Copy-move, Error Level Analysis (ELA), Image forgery, Scale Invariant Feature Transform (SIFT), Spliced images


With the advancements of technology in current era, everyone faces a challenge to identify digitally manipulated images. It is not easy to discriminate the original and forged images. For digital image tampering, image splicing and copy-move forgeries are very much well-known and common techniques. Image forgery is detected and spotted based on feature descriptor of an image. It is a concise and important local descriptor which is to be applied to grasp hierarchical representations from the input images. The significant correlation among nearby pixels has been identified by deep learning-based methods. It prefers locally grouped networks rather than one-to-one networks among all pixels.
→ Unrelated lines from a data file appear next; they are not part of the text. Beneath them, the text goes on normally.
PR #7261, opened 2026-09-21
Use static import statements for assertions

henning-gerhardt:
In all other test classes are static assertions are used.


solth (approved):
Looks good, but just out of curiosity: what's your main intention with this change? Just to bring the imports in line with all the rest of the test cases? Or do the static imports bring any other advantage? Replacing `import org.junit.jupiter.api.Assertions;` with multiple individual imports does require more lines after all...

henning-gerhardt:
I just want to bring up the changed tests in line with all others.

Edit: we can go even the other way but this would require at least once more changes. I have no preference except that we should use one way to keep maintenance easy.

PR #1861, opened 2017-10-10
 Add confidential identity support to cash exit logic

rnicoll:
release-V1 equivalent of #1849


rnicoll:
Having some sort of weird issue with `PersistentNetworkMapCacheTest` and this, but I think that's in `release-V1` too

Clintonio:
There is no 1.1 that I am aware of (despite it existing in GH). This will need to be pushed into a later release. Is it in master already?

rnicoll:
This is in master, so seems a bit pointless merging into the 1.1 branch now

PR #1862, opened 2017-10-10
Fixed the dozens of artifactory warnings at gradle initialisation.

Clintonio:
Why: Because they are annoying.

### DIFF
--- a/build.gradle
+++ b/build.gradle
@@ -163,25 +163,6 @@ allprojects {
     }
 }
 
-
-artifactory {
-    publish {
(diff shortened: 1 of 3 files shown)


build.gradle
```diff
@@ -293,12 +293,16 @@ artifactory {
     publish {
         contextUrl = 'https://ci-artifactory.corda.r3cev.com/artifactory'
         repository {
-            repoKey = 'corda-releases'
+            repoKey = 'corda-dev'
```
Clintonio: Made this corda dev since nobody should ever push to releases from local (and this block is mostly for TC which overrides this particular field)

PR #1863, opened 2017-10-11
Aslemmer kryo hook

exFalso:
This is just a small javaagent tool that hooks into kryo `write() ` calls to gather the offsets in the output in order to get a feel for how much space certain objects take.

Perhaps we can extend it to hook into amqp or other things later

We could also attach stacktraces to map our serialize() calls around the codebase


experimental/kryo-hook/src/main/kotlin/net/corda/kryohook/KryoHook.kt
```diff
@@ -0,0 +1,168 @@
...
+ * TODO add Field constructor.
+ */
+sealed class StatsTree {
+    data class Object(
+            val className: String,
+            val size: Long,
+            val children: List<StatsTree>
+    ) : StatsTree()
+}
+
```
rick-r3: Remove blank line

exFalso: removed

PR #1866, opened 2017-10-11
Clean up Crypto 

kchalkias:
Also, `PublicKey.toSHA256Bytes()` now uses `.encoded`

### DIFF
--- a/core/src/main/kotlin/net/corda/core/utilities/EncodingUtils.kt
+++ b/core/src/main/kotlin/net/corda/core/utilities/EncodingUtils.kt
@@ -3,9 +3,8 @@
 package net.corda.core.utilities
 
 import net.corda.core.crypto.Base58
+import net.corda.core.crypto.Crypto
 import net.corda.core.crypto.sha256
-import net.corda.core.serialization.deserialize
-import net.corda.core.serialization.serialize
 import java.nio.charset.Charset
 import java.security.PublicKey
 import java.util.*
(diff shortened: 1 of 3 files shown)


core/src/main/kotlin/net/corda/core/utilities/EncodingUtils.kt
```diff
@@ -65,7 +67,15 @@ fun String.hexToBase64(): String = hexToByteArray().toBase64()
...
 //       structure, e.g. mapping a PublicKey to a condition with the specific feature (ED25519).
+/**
+ * Method to return the [PublicKey] object given its Base58-[String] representation.
+ * @param base58String the Base58 encoded format of the serialised [PublicKey].
+ * @return the resulted [PublicKey] after decoding the [base58String] input and then deserialising to a [PublicKey] object.
+ */
 fun parsePublicKeyBase58(base58String: String): PublicKey = base58String.base58ToByteArray().deserialize<PublicKey>()
 
+/** Return the Base58 representation of the serialised public key. */
 fun PublicKey.toBase58String(): String = this.serialize().bytes.toBase58()
```
patrickkuo: do we need to change this as well? Maybe we need to blacklist public key in kyro, or make kyro serialize keys by using `encoded`

kchalkias: I decided not to do, because we need to deserialise to read back. But, internally kryo uses encoded anyway.

kchalkias: Convinced, we should use use `.encoded`. Back to you @patrickkuo

PR #1867, opened 2017-10-11
Adds a length method to calculate a time-window's length.

joeldudleyr3:


core/src/main/kotlin/net/corda/core/contracts/TimeWindow.kt
```diff
@@ -64,6 +64,17 @@ abstract class TimeWindow {
      */
     abstract val midpoint: Instant?
 
+    /**
+     * Returns the duration between [fromTime] and [untilTime] if both are non-null. Otherwise returns null.
+     */
```
adagys: can use Duration.INDEFINITE instead of null

joeldudleyr3: I can't find it - where is it? https://docs.oracle.com/javase/8/docs/api/java/time/Duration.html

adagys: ah, yes it's not in the java.time one

core/src/test/kotlin/net/corda/core/contracts/TimeWindowTest.kt
```diff
@@ -1,9 +1,12 @@
 package net.corda.core.contracts
 
+import net.corda.core.internal.div
+import net.corda.core.internal.times
```
kchalkias: do we use those two?

joeldudleyr3: Yes, for dividing/multiplying doubles in the new tests.

kchalkias: just noticed

kchalkias:
Could you also add changelog notes?

joeldudleyr3:
Added a change-log entry.

PR #1870, opened 2017-10-11
CORDA-540: Make Verifier work in AMQP mode

vkolomeyko:
Also ensure Attachments serialize correctly in AMQP mode


node-api/src/main/kotlin/net/corda/nodeapi/VerifierApi.kt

In the conducted research, the primary objective was to discern the authenticity of images using an integrated approach involving Error Level Analysis (ELA), Scale-Invariant Feature Transform (SIFT) features, and specific considerations for image types. These are Authentic, Copy-Move, and Spliced. The images under investigation were exclusively of JPEG format with size of 384x256 pixels. The Average SIFT feature values for the Authentic images consistently surpassed those of both Copy-Move and Spliced images. This discrepancy in feature values across the three categories, considering the standardized image format, presented a distinct opportunity for classification.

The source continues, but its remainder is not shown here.